- [TASK DIRECTIONS]
In the entries below, which lines run from the one containing "Moving forward, do" to the one containing "if there is"? Copy exactly those lines, ends included, and no others.

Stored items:
=== Section Start ===

PR #132, opened 2024-07-22
Fix AVS list minor design issues

rubo:
Fixed some design issues on the AVS list view:

- Added border to AVS logos so they stand out more, and resized them according to the design
- Fixed some alignment issues
- For AVS with no metadata, display the address instead of the name and a question mark instead of a logo
- Revised and optimized page layout
- Removed hardcoded heights

Before
Screenshot 2024-07-22 191740
Screenshot 2024-07-22 192453

After
Screenshot 2024-07-22 191721
Screenshot 2024-07-22 192352

PR #136, opened 2024-07-24
Refactor and revise AVS views

rubo:
- Extracted AVS/operator logo to a separate component
- Revised AVS X link

### DIFF
--- a/src/shared/ThirdPartyLogo.jsx
+++ b/src/shared/ThirdPartyLogo.jsx
@@ -1,0 +1,23 @@
+import { Image } from '@nextui-org/react';
+
+/**
+ * @param {{ className: string, url: string }} props
+ */
+export default function ThirdPartyLogo({ className, url }) {
+  if (!url) {
+    return (
+      <span
+        className={`material-symbols-outlined flex items-center justify-center rounded-full bg-foreground-2 ${className}`}
+      >
+        question_mark
+      </span>
+    );
+  }
+
+  return (
+    <Image
+      className={`rounded-full border-2 border-foreground-2 bg-foreground-2 ${className}`}
+      src={url}
+    />
+  );
+}
--- a/src/avs/AVSDetailsHeader.jsx
+++ b/src/avs/AVSDetailsHeader.jsx
@@ -1,5 +1,6 @@
-import { Button, Image, Link, Skeleton } from '@nextui-org/react';
+import { Button, Link } from '@nextui-org/react';
 import { reduceState } from '../shared/helpers';
+import ThirdPartyLogo from '../shared/ThirdPartyLogo';
 import { useCallback } from 'react';
 import { useMutativeReducer } from 'use-mutative';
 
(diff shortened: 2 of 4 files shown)


Zishan-7 (approved):

src/avs/charts/TVLTabLineChart.jsx
```diff
@@ -149,7 +149,7 @@ export default function TVLTabLineChart({ points, height, width }) {
           <div className="font-display text-xl text-foreground-1">
             TVL over time
           </div>
-          <div className="flex gap-x-2 text-xs text-foreground-2">
+          <div className="flex gap-x-2 text-sm text-foreground-2">
```
vincenthongzy, line 152: I kept it `text-xs` because the subtitle in LRT chart is also `text-xs`. This is very confusing for me and giving extra work to reviewers to keep revising the styling, but I did so intentionally.

Moving forward, do I follow the design 100% or should I continue to adapt the design to what's already considered done (LRT page) so that everything is consistent?

src/shared/ThirdPartyLogo.jsx
vincenthongzy, line 1: image

if there is an url, but we fail to fetch the image its currently an empty space there. We should show a placeholder imo. Two solutions:

1. Keep the original solution of manually checking for errors and rendering a skeleton
2. Find a fallback image and use `fallbackSrc` prop of the `Image` component.

src/shared/helpers.js
```diff
@@ -3,3 +3,6 @@ export const reduceState = (draft, action) => void Object.assign(draft, action);
 export const handleServiceError = e => ({
   message: e?.message || 'An unknown error occurred'
 });
+
+export const truncateAddress = address =>
+  `${address.slice(0, 6)}...${address.slice(-4)}`;
```
vincenthongzy, line 8: what is the criteria of creating this `truncateAddress` function and moving it to `helpers.js` when sometimes in the reviews some helper functions inside components are being deleted to favour for inlining?

Example in #132 the truncate function was deleted and moved inline. Is this better housed in the helpers file too?
image

src/avs/charts/TVLTabLineChart.jsx
rubo: I also noticed that. But here the title is another font, it's bigger, so the subtitle should also be bigger. Anyway, we have to ask Carlos to unify the design as it's confusing as you said.

src/shared/helpers.js
rubo: My assumption is that address is a common thing and may be used somewhere else as well, like in operators. So I made it shared. The truncation function above may also be made shared, when you start with operators. Expect such back and forth until we finish the refactoring. So when when we see we have room for improvements or need revision, we do it.

src/shared/ThirdPartyLogo.jsx
rubo: Skeleton is an indication that something is loading. We need a fallback image or a so solid color. As it's a separate component now, we can address that later for everything.

vincenthongzy (approved):

PR #138, opened 2024-07-24
Move colors to config file

rubo:
Moved some hardcoded colors to `tailwind.config.js`.


tailwind.config.js
```diff
@@ -20,45 +20,49 @@ export default {
...
-            focus: '#34d399',
-            foreground: '#000000',
-            'dark-blue': '#009CDD'
-          }
+          colors: {}
         },
         dark: {
           colors: {
             background: '#080a0f',
+            chart: {
```
vincenthongzy, line 28: we need 2 more colors for LST chart

vincenthongzy (changes requested):

tailwind.config.js
rubo: I don't have them now. Will add later.

vincenthongzy (approved):

PR #143, opened 2024-07-25
Revise Home view

rubo:
- [x] TVL box
- [x] Top AVS
- [x] Top operators
- [x] EigenLayer TVL chart
- [x] LRT pie chart


src/index.css
```diff
@@ -16,7 +16,7 @@ body {
 }
 
 .rd-box {
-  @apply rounded-lg border border-outline bg-content1;
+  @apply overflow-hidden rounded-lg border border-outline bg-content1;
```
vincenthongzy, line 19: Why do we need overflow-hidden here? Currently our `Table`s are wrapped with `<div className='rounded-lg border border-outline bg-content1">`, and if we migrate to `.rd-box` , I'm not sure if it will cause our horizontally scrollable table to be unscrollable

rubo: We need it to clip container's content to its borders as borders are rounded. Table's scroll is its own scroll, so it works and can be easily checked.

Zishan-7 (approved):

src/index.css
rubo: @vincenthongzy This is for you to get a better understanding of why's the change:

image

PR #144, opened 2024-07-25
Revamp "Not Found" view

rubo:
Revamped and improved the "Not Found" view

### DIFF
--- a/eslint.config.js
+++ b/eslint.config.js
@@ -38,6 +38,7 @@ export default [
         }
       ],
       'react/jsx-no-target-blank': 'off',
+      'react/no-unescaped-entities': 'off',
       'react/prop-types': 'off',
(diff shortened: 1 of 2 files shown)


Zishan-7 (approved):

eslint.config.js
```diff
@@ -38,6 +38,7 @@ export default [
         }
       ],
       'react/jsx-no-target-blank': 'off',
+      'react/no-unescaped-entities': 'off',
```
vincenthongzy, line 41: think its a good opportunity to also add this in so we can automatically sort props alphabetically?

'react/jsx-sort-props': 'warn',

vincenthongzy (approved):

eslint.config.js
rubo: Applied

PR #148, opened 2024-07-26
Fix AVS Details tab navigation

### LINKED ISSUE #137: Navigation misbehavior on AVS details view
When you go to AVS details operator tab and then try to go back to the previous page, it does not work. it just gets stuck there.
 
 

https://github.com/user-attachments/assets/9ce0ebcd-98c9-41db-9c19-6d308a916c52

vincenthongzy:
Fixes #137 

1. Now changing tabs will update the url path with an extra path parameter. This parameter is optional.
- old : /avs/:address
- new: /avs/:address/tvl & /avs/:address/operators

2. To keepthings sane, we keep two entries on the history stack:

- /tvl tab
- /operators tab <--- this gets replaced when search params change instead of pushing new entries

3. Now users will just paste this link to directly access the table
http://localhost:5173/avs/0x870679e138bcdf293b7ff14dd44b70fc97e12fc0/operators?page=1&sort=-tvl


src/App.jsx
```diff
@@ -18,33 +18,29 @@ import OperatorDetails from './operators/OperatorDetails';
...
+      <Route path="/avs" element={<AVSList />} />
+      <Route path="/avs/:address/:tab?" element={<AVSDetails />} />
+      <Route path="/lrt" element={<LRT />} />
+      <Route path="/operators" element={<OperatorsList />} />
+      <Route path="/operators/:address" element={<OperatorDetails />} />
+      <Route path="/lst" element={<LST />} />
+      <Route path="*" element={<NotFound />} />
+    </Route>
+  )
+);
```
vincenthongzy, line 34: moved this up as per https://reactrouter.com/en/main/routers/router-provider. I need to access the router instance

src/App.jsx
```diff
@@ -18,33 +18,29 @@ import OperatorDetails from './operators/OperatorDetails';
...
 
 export default function App() {
   log.debug('Starting up');
 
   return (
-    <NextUIProvider>
+    <NextUIProvider navigate={router.navigate}>
```
vincenthongzy, line 40: So that the `href` in Tab can work properly.  The docs say this is "PRIVATE - DO NOT USE" , but its perfectly fine to use as per the [maintainer](https://github.com/remix-run/react-router/issues/9422#issuecomment-1301182219). 

If we are not feeling comfortable with using this "unstable" API, we would have to remove the usage of `createBrowserRouter` and `RouterProvider` and use <BrowserRouter/> instead. From what I can tell, we don't use any of the fancy data API features provided by `RouterProvider`. More info [here](https://nextui.org/docs/guide/routing#react-router)

rubo (approved):
Good job!

PR #152, opened 2024-07-28
feat: graph loading skeleton 

kushagrasarathe:
- added a graph skeleton component to show while data is being fetched

> Note: @rubo the component is only added in the LST page currently to demo it, will update it on rest of the places once you approve it 

https://github.com/user-attachments/assets/7df7ea75-f1fe-4f52-b4f2-ddbd6e182437


rubo:
Will revisit this in the future.

PR #96, opened 2024-06-20
Feature/add prod env

jianmtech:

PR #159, opened 2024-07-31
Refactor overview LRT distribution

Zishan-7:
- Remove scroll from Top AVS and top operators table
- Refactor LRT distribution component

Need to merge [#96](https://github.com/NethermindEth/restaking-dashboard-backend/pull/96) before merging this one
Also, please checkout to `fix/usd-rate-latest-lrt-api` branch on the backend while checking this locally


src/home/LRTDistribution.jsx
```diff
@@ -0,0 +1,183 @@
...
+          lrt.tvl = results.protocols[p];
+          lrtTVL += results.protocols[p];
+          lrtDistribution.push(lrt);
+        });
+
+        dispatch({
+          lrtDistribution: lrtDistribution
+            .sort((a, b) => b.tvl - a.tvl)
+            .filter(lrt => (lrt.tvl / lrtTVL) * 100 > 1), // Filter and display only LRTs that have more than 1% share
+          lrtTVL,
```
Zishan-7, line 44: Showing only the LRTs which have more than 1% of share because the values less than 1% don't display correctly on the pie chart.
Screenshot 2024-07-31 at 6 53 15 PM

rubo (changes requested):

src/home/LRTDistribution.jsx
rubo: I think it's ok. We can't do much here.

src/lrt/helpers.js
```diff
@@ -10,3 +10,46 @@ export const protocols = {
   renzo: { index: 2, name: 'Renzo' },
   swell: { index: 5, name: 'Swell' }
 };
+
+export const lrtProtocolsMapping = {
```
rubo, line 14: I meant putting these values in the mapping above. Actually, just `logo`. Otherwise, we duplicate the data.

src/home/charts/LRTDistributionPieChart.jsx
```diff
@@ -0,0 +1,132 @@
...
+            <Text dy={0} fill="hsl(var(--app-foreground))" textAnchor="middle">
+              {formatUSD(lrtTVL * ethRate, true)}
+            </Text>
+            <Text
+              className="text-sm"
+              dy={20}
+              fill="hsl(var(--app-foreground-1))"
+              textAnchor="middle"
+            >
+              {formatETH(lrtTVL, true)}
```
rubo, line 117: These are still compact. We have room for them.

rubo (changes requested):

src/home/LRTDistribution.jsx
```diff
@@ -0,0 +1,183 @@
...
+            <ThirdPartyLogo className="size-5 min-w-5" url={logo} />
+            {label}
+          </div>
+        }
+        radius="sm"
+        showValueLabel={true}
+        value={value}
+      />
+      <div className="ml-2 min-w-fit text-sm text-foreground-2">
+        {formatNumber(tvl, true)} ETH
```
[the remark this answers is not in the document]
rubo: Perhaps you forgot.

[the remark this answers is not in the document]
Zishan-7: Oh, I added compact numbers because in the current implementation we had compact numbers here. I have updated it in the new implementation.

src/lrt/helpers.js
Zishan-7: Got it. I have updated it

rubo (approved):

=== Section End ===

- [WRITTEN RESPONSE]
Moving forward, do I follow the design 100% or should I continue to adapt the design to what's already considered done (LRT page) so that everything is consistent?

src/shared/ThirdPartyLogo.jsx
vincenthongzy, line 1: image

if there is an url, but we fail to fetch the image its currently an empty space there. We should show a placeholder imo. Two solutions:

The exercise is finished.